The input:
■ ■ ■ ■ ■

PR #218, opened 2021-04-26
chore(offer): replace provider name with logo

digorath:
- added dataprovider logo to generic item query
- updated offer to use SectionHeader component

■ ■ ■ ■ ■

Instructions to follow: Return, exactly and without additions, the lines that run from the one containing "- added dataprovider" to the end of the material above.

Task answer:
- added dataprovider logo to generic item query
- updated offer to use SectionHeader component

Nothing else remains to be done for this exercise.